# Exercise material:
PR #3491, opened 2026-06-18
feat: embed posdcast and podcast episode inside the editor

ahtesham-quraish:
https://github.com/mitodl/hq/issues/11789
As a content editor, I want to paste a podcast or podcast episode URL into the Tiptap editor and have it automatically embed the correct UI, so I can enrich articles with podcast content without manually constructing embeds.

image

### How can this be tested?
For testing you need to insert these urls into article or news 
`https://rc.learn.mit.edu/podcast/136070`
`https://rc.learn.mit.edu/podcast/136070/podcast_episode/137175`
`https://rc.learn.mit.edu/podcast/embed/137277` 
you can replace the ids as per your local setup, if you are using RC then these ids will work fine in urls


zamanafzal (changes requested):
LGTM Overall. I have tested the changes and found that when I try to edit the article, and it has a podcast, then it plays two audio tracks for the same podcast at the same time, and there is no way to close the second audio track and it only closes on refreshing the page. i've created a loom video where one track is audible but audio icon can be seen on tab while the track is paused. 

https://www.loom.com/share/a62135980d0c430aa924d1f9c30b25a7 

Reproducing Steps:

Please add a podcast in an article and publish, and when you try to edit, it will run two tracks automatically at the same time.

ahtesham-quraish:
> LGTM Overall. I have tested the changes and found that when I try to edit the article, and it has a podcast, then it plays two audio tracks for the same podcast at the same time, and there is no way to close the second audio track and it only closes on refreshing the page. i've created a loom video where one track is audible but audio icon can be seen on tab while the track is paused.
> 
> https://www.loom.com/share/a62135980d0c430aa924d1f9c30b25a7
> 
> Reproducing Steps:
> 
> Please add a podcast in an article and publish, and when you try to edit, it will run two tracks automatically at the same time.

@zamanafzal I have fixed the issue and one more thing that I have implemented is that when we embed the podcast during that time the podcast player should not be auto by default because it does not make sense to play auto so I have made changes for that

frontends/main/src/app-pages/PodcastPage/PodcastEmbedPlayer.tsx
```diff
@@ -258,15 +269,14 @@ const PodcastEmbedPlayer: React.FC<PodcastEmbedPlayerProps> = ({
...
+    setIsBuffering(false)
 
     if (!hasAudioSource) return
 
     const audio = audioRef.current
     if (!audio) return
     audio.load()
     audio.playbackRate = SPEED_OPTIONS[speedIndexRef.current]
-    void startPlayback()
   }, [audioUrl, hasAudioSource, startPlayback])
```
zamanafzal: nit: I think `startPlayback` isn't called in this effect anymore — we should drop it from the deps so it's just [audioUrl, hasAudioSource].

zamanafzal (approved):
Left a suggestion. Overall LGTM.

# Task to complete:
Your task is to print all of the records exactly.

# Response to the task:
PR #3491, opened 2026-06-18
feat: embed posdcast and podcast episode inside the editor

ahtesham-quraish:
https://github.com/mitodl/hq/issues/11789
As a content editor, I want to paste a podcast or podcast episode URL into the Tiptap editor and have it automatically embed the correct UI, so I can enrich articles with podcast content without manually constructing embeds.

image

### How can this be tested?
For testing you need to insert these urls into article or news 
`https://rc.learn.mit.edu/podcast/136070`
`https://rc.learn.mit.edu/podcast/136070/podcast_episode/137175`
`https://rc.learn.mit.edu/podcast/embed/137277` 
you can replace the ids as per your local setup, if you are using RC then these ids will work fine in urls


zamanafzal (changes requested):
LGTM Overall. I have tested the changes and found that when I try to edit the article, and it has a podcast, then it plays two audio tracks for the same podcast at the same time, and there is no way to close the second audio track and it only closes on refreshing the page. i've created a loom video where one track is audible but audio icon can be seen on tab while the track is paused. 

https://www.loom.com/share/a62135980d0c430aa924d1f9c30b25a7 

Reproducing Steps:

Please add a podcast in an article and publish, and when you try to edit, it will run two tracks automatically at the same time.

ahtesham-quraish:
> LGTM Overall. I have tested the changes and found that when I try to edit the article, and it has a podcast, then it plays two audio tracks for the same podcast at the same time, and there is no way to close the second audio track and it only closes on refreshing the page. i've created a loom video where one track is audible but audio icon can be seen on tab while the track is paused.
> 
> https://www.loom.com/share/a62135980d0c430aa924d1f9c30b25a7
> 
> Reproducing Steps:
> 
> Please add a podcast in an article and publish, and when you try to edit, it will run two tracks automatically at the same time.

@zamanafzal I have fixed the issue and one more thing that I have implemented is that when we embed the podcast during that time the podcast player should not be auto by default because it does not make sense to play auto so I have made changes for that

frontends/main/src/app-pages/PodcastPage/PodcastEmbedPlayer.tsx
```diff
@@ -258,15 +269,14 @@ const PodcastEmbedPlayer: React.FC<PodcastEmbedPlayerProps> = ({
...
+    setIsBuffering(false)
 
     if (!hasAudioSource) return
 
     const audio = audioRef.current
     if (!audio) return
     audio.load()
     audio.playbackRate = SPEED_OPTIONS[speedIndexRef.current]
-    void startPlayback()
   }, [audioUrl, hasAudioSource, startPlayback])
```
zamanafzal: nit: I think `startPlayback` isn't called in this effect anymore — we should drop it from the deps so it's just [audioUrl, hasAudioSource].

zamanafzal (approved):
Left a suggestion. Overall LGTM.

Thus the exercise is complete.